▶ Problem to work on: Once you find the line with "1. If the CDS" in the data that follows, repeat it and every line after it exactly, through the line with "-178,7 +178,7 @@".

▶ Excerpted data:
+---+

PR #938, opened 2021-04-16
Create DNSSEC15 (Existence of CDS and CDNSKEY)

matsduf:
Also see #939 (PR to create DNSSEC16), #941 (PR to create DNSSEC17) and [New-Test-Cases-for-CDS-CDNSKEY] (a temporary document).

[New-Test-Cases-for-CDS-CDNSKEY]: https://github.com/matsduf/zonemaster/blob/notes-for-new-DNSSEC-test-cases-for-CDS-CDNSKEY/docs/specifications/tests/DNSSEC-TP/New-Test-Cases-for-CDS-CDNSKEY.md

PR #939, opened 2021-04-21
Create DNSSEC16 (Validate CDS) and DNSSEC17 (Validate CDNSKEY)

matsduf:
Now updated to create two test cases, DNSSEC16 for validating CDS and DNSSEC17 for validating CDNSKEY. Previously there was one test case for both.

Also see #938 (PR to create DNSSEC15), #941 (PR to create DNSSEC18 and [New-Test-Cases-for-CDS-CDNSKEY] (a temporary document).

[New-Test-Cases-for-CDS-CDNSKEY]: https://github.com/matsduf/zonemaster/blob/notes-for-new-DNSSEC-test-cases-for-CDS-CDNSKEY/docs/specifications/tests/DNSSEC-TP/New-Test-Cases-for-CDS-CDNSKEY.md

### DIFF
--- a/docs/specifications/tests/DNSSEC-TP/dnssec16.md
+++ b/docs/specifications/tests/DNSSEC-TP/dnssec16.md
@@ -49,9 +49,9 @@ DS16_MIXED_DELETE_CDS                | ERROR   | "Delete" CDS record is mixed wi
 
 1.  Create the following empty sets:
     1.  Name server IP address and associated CDS RRset and its RRSIG
-        records ("CDS RRsets"). RRSIG records may be absent.
+        records ("CDS RRsets"). The set of RRSIG records may be empty.
     2.  Name server IP address and associated DNSKEY RRset and its 
-        RRsig records ("DNSKEY RRsets"). RRSIG records may be absent.
+        RRSIG records ("DNSKEY RRsets"). The set of RRSIG records may be empty.
     3.  Name server IP address ("No DNSKEY RRset").
     4.  Name server IP address ("Mixed Delete CDS").
     5.  Name server IP address ("Delete CDS").
@@ -107,15 +107,16 @@ DS16_MIXED_DELETE_CDS                | ERROR   | "Delete" CDS record is mixed wi
 7.  For each name server IP in the *CDS RRsets* set do:
 
     1. If the CDS RRset is non-empty, get the RRset and its RRSIG
-       records, else go to next name server IP address.
+       records, else go to next name server IP address. The set of the RRSIG
+       records may be empty.
     2. If any CDS record is a "delete" CDS, then do:
        1. If there is more than a single CDS record then add the name
           server IP to the *Mixed Delete CDS* set.
        2. Else, add the name server IP address to the *Delete CDS*
           set.
        3. Go to next name server IP.
-    3. Get the DNSKEY and its RRSIG records, if any, from the
-       *DNSKEY RRsets* for the same name server IP.
+    3. Get the DNSKEY and its RRSIG records from the *DNSKEY RRsets* for the same
+       name server IP. The set of RRSIG records may be empty.
     4. If there are no DNSKEY records, then do:
        1. Add name server IP address to the *No DNSKEY RRset* set.
        2. Go to next name server IP.
--- a/docs/specifications/tests/DNSSEC-TP/dnssec16.md
+++ b/docs/specifications/tests/DNSSEC-TP/dnssec16.md
@@ -41,7 +41,7 @@ DS16_CDS_WITHOUT_DNSKEY              | ERROR   | CDS RRset exists, but no DNSKEY
 DS16_CDS_INVALID_RRSIG               | ERROR   | CDS RRset is signed with an invalid RRSIG.
 DS16_CDS_MATCHES_NO_DNSKEY           | WARNING | CDS record does not match any DNSKEY in DNSKEY RRset.
 DS16_CDS_SIGNED_BY_UNKNOWN_DNSKEY    | ERROR   | CDS RRset is signed but not by a key in DNSKEY RRset.
-DS16_DELETE_CDS                      | INFO    | CDS RRset have a "delete" CDS record as a single record.
+DS16_DELETE_CDS                      | INFO    | CDS RRset has a "delete" CDS record as a single record.
 DS16_DNSKEY_NOT_SIGNED_BY_CDS        | WARNING | DNSKEY RRset is not signed by the key or keys that the CDS records point to.
 DS16_MIXED_DELETE_CDS                | ERROR   | "Delete" CDS record is mixed with normal CDS record.
 
@@ -178,7 +178,7 @@ The outcome of this Test Case is "fail" if there is at least one message
 with the severity level *[ERROR]* or *[CRITICAL]*.
 
 The outcome of this Test Case is "warning" if there is at least one message
-with the [severity level] *[WARNING]*, but no message with severity level
+with the severity level *[WARNING]*, but no message with severity level
 *ERROR* or *CRITICAL*.
 
 In other cases, no message or only messages with severity level 
--- a/docs/specifications/tests/DNSSEC-TP/dnssec16.md
+++ b/docs/specifications/tests/DNSSEC-TP/dnssec16.md
@@ -1,0 +1,340 @@
+# DNSSEC16: Validate CDS and CDNSKEY
+
+## Test case identifier
+**DNSSEC16**
+
+## Objective
+
+CDS and CDNSKEY record types are defined in [RFC 7344] and [RFC 8878].
+Both record types are optional in a zone. The objective of this test
+case is to verify that they are they are valid. This Test case is
+only relevant if the zone has either CDS or CDNSKEY record or both.
+
+If an CDS record is included in the zone, the corresponding CDNSKEY
+record should also be included ([RFC 7344][RFC 7344, section 4],
+section 4).
+
+The CNS and CDNSKEY RRsets should be consistent between all name
+servers for the zone in question.
+
+If there are both CDS RRs and CDNSKEY RRs in the zone they must match
+in content ([RFC 7344][RFC 7344, section 4], section 4). It means that
+both must be derived from the same DNSKEY or both being "delete" CDS
+and CDNSKEY.
+
+If a name server has issues covered by [Basic04] (basic name server
+issues) no messages will be outputted from this test case.
+
+It is assumed that the Child Zone has been tested by [DNSSEC15] and
+that the servers give the same responses.
+
+## Inputs
+
+* "Child Zone" - The domain name to be tested.
+
+## Summary
+* If no CDS or CDNSKEY is found, the test case is nor run.
+* [ERROR] message if there is no DNSKEY RRset.
+* [WARNING] message if a CDS record does not match any
+  DNSKEY in DNSKEY RRset (except for "delete" CDS).
+* [WARNING] message if a CDNSKEY record does not match any
+  DNSKEY in DNSKEY RRset (except for "delete" CDNSKEY).
+* [ERROR] message if CDS RRset is not signed.
+* [ERROR] message if CDNSKEY RRset is not signed.
+* [ERROR] message if CDS RRset is signed with an invalid RRSIG.
+* [ERROR] message if CDNSKEY RRset signed with an invalid RRSIG.
+* [ERROR] message if CDS RRset is signed but not by a key in DNSKEY
+  RRset.
+* [ERROR] message if CDNSKEY RRset is signed but not by a key in DNSKEY
+  RRset.
+* [WARNING] message if CDS RRset is signed by a key in the DNSKEY RRset
+  but not with one that has signed the DNSKEY RRset.
+* [WARNING] message if CDNSKEY RRset is signed by a key in the DNSKEY
+  RRset but not with one that has signed the DNSKEY RRset.
+* [INFO] message if CDS RRset have a "delete" CDS record as a single
+  record.
+* [INFO] message if CDNSKEY RRset have a "delete" CDNSKEY record as a
+  single record.
+* [ERROR] message if "delete" CDS record is mixed with normal CDS
+  record.
+* [ERROR] message if "delete" CDNSKEY record is mixed with normal
+  CDNSKEY record.
+
+## Ordered description of steps to be taken to execute the test case
+
+1.  Create a CDS query with EDNS enabled and the DO bit set for the
+    apex of the *Child Zone*.
+
+2.  Create a CDNSKEY query with EDNS enabled and the DO bit set for
+    the apex of the *Child Zone*.
+
+3.  Create a DNSKEY query with EDNS enabled and the DO bit set for
+    the apex of the *Child Zone*.
+
+4.  Retrieve all name server IP addresses for the *Child Zone* using
+    [Get-Del-NS-IPs] and [Get-Zone-NS-IPs] ("NS IP").
+
+5.  Create the following empty sets:
+    1.  Name server IP address and associated CDS RRset and its RRSIG
+        records ("CDS RRsets"). A name server IP can hold an empty 
+        RRset or no RRSIG records.
+    2.  Name server IP address and associated CDNSKEY RRset and its
+        RRSIG redords ("CDNSKEY RRsets"). A name server IP can hold an
+        empty RRset or no RRSIG records.
+    3.  Name server IP address and associated DNSKEY RRset and its 
+        RRsig records ("DNSKEY RRsets"). A name server IP can hold an empty
+        RRset or no RRSIG records.
+    4.  Name server IP address ("No DNSKEY RRset").
+    5.  Name server IP address ("Mixed Delete CDS").
+    6.  Name server IP address ("Delete CDS").
+    7.  Name server IP address and associated CDS key tag 
+        ("No Match CDS With DNSKEY").
+    8.  Name server IP address ("CDS Not Signed").
+    9.  Name server IP address and key tag 
+        ("CDS Signed Unknown DNSKEY").
+    10. Name server IP address and key tag ("CDS Invalid RRSIG").
+    11. Name server IP address and key tag
+        ("CDS RRSIG Not Signed DNSKEY").
+    12. Name server IP address ("Mixed Delete CDNSKEY").
+    13. Name server IP address ("Delete CDNSKEY").
+    14. Name server IP address and associated CDNSKEY key tag 
+        ("No Match CDNSKEY With DNSKEY").
+    15. Name server IP address ("CDNSKEY Not Signed").
+    16. Name server IP address and key tag 
+        ("CDNSKEY Signed Unknown DNSKEY").
+    17. Name server IP address and key tag ("CDNSKEY Invalid RRSIG").
+    18. Name server IP address and key tag
+        ("CDNSKEY RRSIG Not Signed DNSKEY").
+
+6.  Repeat the following steps for each name server IP address in 
+    *NS IP*:
+
+    1. Send the CDS query over UDP to the name server IP address.
+       1. If no DNS response is returned, then go to next name server 
+          IP.
+       2. Else, if AA bit is not set in the DNS response, then go to
+          next name server IP.
+       3. Else, if the RCODE in the DNS response is not *NOERROR*, then
+          go to next name server IP.
+       4. Else, if the DNS response contains at least one CDS record
+          in the answer section, then add the name server IP and the
+          CDS RRset to the *CDS RRsets* set. Also include any assciated
+          RRSIG records.
+    2. Send the CDNSKEY query over UDP to the name server IP address.
+       1. If no DNS response is returned, then go to next name server
+          IP.
+       2. Else, if AA bit is not set in the DNS response, then go to
+          next name server IP.
+       3. Else, if the RCODE in the DNS response is not *NOERROR*, then
+          go to next name server IP.
+       4. Else, if the DNS response contains at least one CDNSKEY
+          record in the answer section, then add the name server IP and
+          the CDNSKEY RRset from the answer section to the 
+          *CDNSKEY RRsets* set. Also include any assciated RRSIG records.
+    3. Send the DNSKEY query over UDP to the name server IP address.
+       1. If no DNS response is returned, then go to next name server
+          IP.
+       2. Else, if AA bit is not set in the DNS response, then go to
+          next name server IP.
+       3. Else, if the RCODE in the DNS response is not *NOERROR*, then
+          go to next name server IP.
+       4. Else, if the DNS response contains at least one DNSKEY
+          record in the answer section, then add the name server IP and
+          the CDNSKEY RRset from the answer section to the 
+          *DNSKEY RRsets* set. Also include any assciated RRSIG records.
+    4. Go to next name server IP.
+
+7.  If neither of the *CDS RRsets* and *CDNSKEY RRsets* sets,
+    respectively, has any RRset then terminate this test case.
+
+8.  For each name server IP in the *CDS RRsets* set do:
+
+    1. Extract the CDS and its RRSIG records, if any.
+    2. If any CDS record is a "delete" CDS, then do:
+       1. If there is more than a single CDS record then add the name
+          server IP to the *Mixed Delete CDS* set.
+       2. Else, add the name server IP address to the *Delete CDS*
+          set.
+       2. Go to next name server IP.
+    3. Extract the DNSKEY and its RRSIG records, if any, from the 
+       *DNSKEY RRsets* for the same name server IP.
+    4. If there are no DNSKEY records, then do:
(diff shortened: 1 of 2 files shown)


docs/specifications/tests/DNSSEC-TP/dnssec16.md
```diff
@@ -0,0 +1,340 @@
...
+
+It is assumed that the Child Zone has been tested by [DNSSEC15] and
+that the servers give the same responses.
+
+## Inputs
+
+* "Child Zone" - The domain name to be tested.
+
+## Summary
+* If no CDS or CDNSKEY is found, the test case is nor run.
```
ulrichwisser, line 36: nor -> not

docs/specifications/tests/DNSSEC-TP/dnssec16.md
```diff
@@ -0,0 +1,340 @@
...
+* [ERROR] message if there is no DNSKEY RRset.
+* [WARNING] message if a CDS record does not match any
+  DNSKEY in DNSKEY RRset (except for "delete" CDS).
+* [WARNING] message if a CDNSKEY record does not match any
+  DNSKEY in DNSKEY RRset (except for "delete" CDNSKEY).
```
ulrichwisser, line 41: Add test: [ERROR] if no CDS/CDNSKEY record matches any DNSKEY record.

docs/specifications/tests/DNSSEC-TP/dnssec16.md
```diff
@@ -0,0 +1,340 @@
+# DNSSEC16: Validate CDS and CDNSKEY
+
+## Test case identifier
+**DNSSEC16**
+
+## Objective
+
+CDS and CDNSKEY record types are defined in [RFC 7344] and [RFC 8878].
```
ulrichwisser, line 8: RFC 8078

docs/specifications/tests/DNSSEC-TP/dnssec16.md
```diff
@@ -0,0 +1,340 @@
...
+* [ERROR] message if CDS RRset is signed with an invalid RRSIG.
+* [ERROR] message if CDNSKEY RRset signed with an invalid RRSIG.
+* [ERROR] message if CDS RRset is signed but not by a key in DNSKEY
+  RRset.
+* [ERROR] message if CDNSKEY RRset is signed but not by a key in DNSKEY
+  RRset.
+* [WARNING] message if CDS RRset is signed by a key in the DNSKEY RRset
+  but not with one that has signed the DNSKEY RRset.
+* [WARNING] message if CDNSKEY RRset is signed by a key in the DNSKEY
+  RRset but not with one that has signed the DNSKEY RRset.
```
ulrichwisser, line 53: Actually RFC7344 says "MUST be signed with a key that is represented in both the current DNSKEY and DS RRsets,"

But that only applies if a DS set exists.

docs/specifications/tests/DNSSEC-TP/dnssec16.md
matsduf: Fixed.

docs/specifications/tests/DNSSEC-TP/dnssec16.md
matsduf: Fixed.

docs/specifications/tests/DNSSEC-TP/dnssec16.md
matsduf: And that could be the case here.

docs/specifications/tests/DNSSEC-TP/dnssec16.md
matsduf: There will be warning messages for every CDS and CDNSKEY record. That should be enough, shouldn't it?

docs/specifications/tests/DNSSEC-TP/dnssec16.md
```diff
@@ -47,10 +49,6 @@ that the servers give the same responses.
   RRset.
 * [ERROR] message if CDNSKEY RRset is signed but not by a key in DNSKEY
   RRset.
-* [WARNING] message if CDS RRset is signed by a key in the DNSKEY RRset
-  but not with one that has signed the DNSKEY RRset.
-* [WARNING] message if CDNSKEY RRset is signed by a key in the DNSKEY
-  RRset but not with one that has signed the DNSKEY RRset.
```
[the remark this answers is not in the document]
matsduf: In this test case the DS records are not considered. That comes in DNSSEC17 (#941).

docs/specifications/tests/DNSSEC-TP/dnssec16.md
```diff
@@ -0,0 +1,340 @@
...
+       2. Else, add the name server IP address to the *Delete CDS*
+          set.
+       2. Go to next name server IP.
+    3. Extract the DNSKEY and its RRSIG records, if any, from the 
+       *DNSKEY RRsets* for the same name server IP.
+    4. If there are no DNSKEY records, then do:
+       1. Add name server IP address to the *No DNSKEY RRset* set.
+       2. Go to next name server IP.
+    5. Repeat the following steps for each CDS record:
+       1. Compare the key tag from the CDS record with the caculated
```
mattias-p, line 163: `caculated` -> `calculated`

mattias-p (commented):
I found a bunch of spelling errors and minor things.

But I really like how you approach this, despite the sheer size of it.

docs/specifications/tests/DNSSEC-TP/dnssec16.md
```diff
@@ -0,0 +1,340 @@
...
+    1. Send the CDS query over UDP to the name server IP address.
+       1. If no DNS response is returned, then go to next name server 
+          IP.
+       2. Else, if AA bit is not set in the DNS response, then go to
+          next name server IP.
+       3. Else, if the RCODE in the DNS response is not *NOERROR*, then
+          go to next name server IP.
+       4. Else, if the DNS response contains at least one CDS record
+          in the answer section, then add the name server IP and the
+          CDS RRset to the *CDS RRsets* set. Also include any assciated
```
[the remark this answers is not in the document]
matsduf: Will fix.

docs/specifications/tests/DNSSEC-TP/dnssec16.md
```diff
@@ -0,0 +1,340 @@
...
+          the CDNSKEY RRset from the answer section to the 
+          *DNSKEY RRsets* set. Also include any assciated RRSIG records.
+    4. Go to next name server IP.
+
+7.  If neither of the *CDS RRsets* and *CDNSKEY RRsets* sets,
+    respectively, has any RRset then terminate this test case.
+
+8.  For each name server IP in the *CDS RRsets* set do:
+
+    1. Extract the CDS and its RRSIG records, if any.
```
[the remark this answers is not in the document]
matsduf: Will fix.

docs/specifications/tests/DNSSEC-TP/dnssec16.md
```diff
@@ -0,0 +1,340 @@
...
+    2. If any CDS record is a "delete" CDS, then do:
+       1. If there is more than a single CDS record then add the name
+          server IP to the *Mixed Delete CDS* set.
+       2. Else, add the name server IP address to the *Delete CDS*
+          set.
+       2. Go to next name server IP.
```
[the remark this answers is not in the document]
matsduf: Will fix.

docs/specifications/tests/DNSSEC-TP/dnssec16.md
matsduf: Will fix.

matsduf:
I merged the table in "Outcome(s)" into the summary to make it more comprehensible on suggestion by @mattias-p. Some message tags and sets have been renamed. Also old methods are used, not MethodsNT.

@mattias-p, @ulrichwisser, @vlevigneron and @romu42, please rereview!

matsduf:
@sandoche2k, I have updated the format and introduced a summary section. It replaces the table in "Outcome(s)". Can you review?

docs/specifications/tests/DNSSEC-TP/dnssec16.md
```diff
@@ -0,0 +1,323 @@
...
+          *DNSKEY Not Signed By CDS* set.
+    6. If there are no RRSIG records for the CDS RRset, then add the
+       name server IP address to the *CDS Not Signed* set.
+    7. Else, for each RRSIG (CDS) do:
+       1. If the key tag of the RRSIG does not match any DNSKEY then
+          add the name server IP address and key tag to the
+          *CDS Signed By Unknown DNSKEY* set.
+       2. Else, if the RRSIG cannot be validated by the DNSKEY it
+          refers to by key tag, then add the name server IP and RRSIG
+          key tag to the *CDS Invalid RRSIG* set.
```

+---+

▶ Solved problem:
     1. If the CDS RRset is non-empty, get the RRset and its RRSIG
-       records, else go to next name server IP address.
+       records, else go to next name server IP address. The set of the RRSIG
+       records may be empty.
     2. If any CDS record is a "delete" CDS, then do:
        1. If there is more than a single CDS record then add the name
           server IP to the *Mixed Delete CDS* set.
        2. Else, add the name server IP address to the *Delete CDS*
           set.
        3. Go to next name server IP.
-    3. Get the DNSKEY and its RRSIG records, if any, from the
-       *DNSKEY RRsets* for the same name server IP.
+    3. Get the DNSKEY and its RRSIG records from the *DNSKEY RRsets* for the same
+       name server IP. The set of RRSIG records may be empty.
     4. If there are no DNSKEY records, then do:
        1. Add name server IP address to the *No DNSKEY RRset* set.
        2. Go to next name server IP.
--- a/docs/specifications/tests/DNSSEC-TP/dnssec16.md
+++ b/docs/specifications/tests/DNSSEC-TP/dnssec16.md
@@ -41,7 +41,7 @@ DS16_CDS_WITHOUT_DNSKEY              | ERROR   | CDS RRset exists, but no DNSKEY
 DS16_CDS_INVALID_RRSIG               | ERROR   | CDS RRset is signed with an invalid RRSIG.
 DS16_CDS_MATCHES_NO_DNSKEY           | WARNING | CDS record does not match any DNSKEY in DNSKEY RRset.
 DS16_CDS_SIGNED_BY_UNKNOWN_DNSKEY    | ERROR   | CDS RRset is signed but not by a key in DNSKEY RRset.
-DS16_DELETE_CDS                      | INFO    | CDS RRset have a "delete" CDS record as a single record.
+DS16_DELETE_CDS                      | INFO    | CDS RRset has a "delete" CDS record as a single record.
 DS16_DNSKEY_NOT_SIGNED_BY_CDS        | WARNING | DNSKEY RRset is not signed by the key or keys that the CDS records point to.
 DS16_MIXED_DELETE_CDS                | ERROR   | "Delete" CDS record is mixed with normal CDS record.
 
@@ -178,7 +178,7 @@ The outcome of this Test Case is "fail" if there is at least one message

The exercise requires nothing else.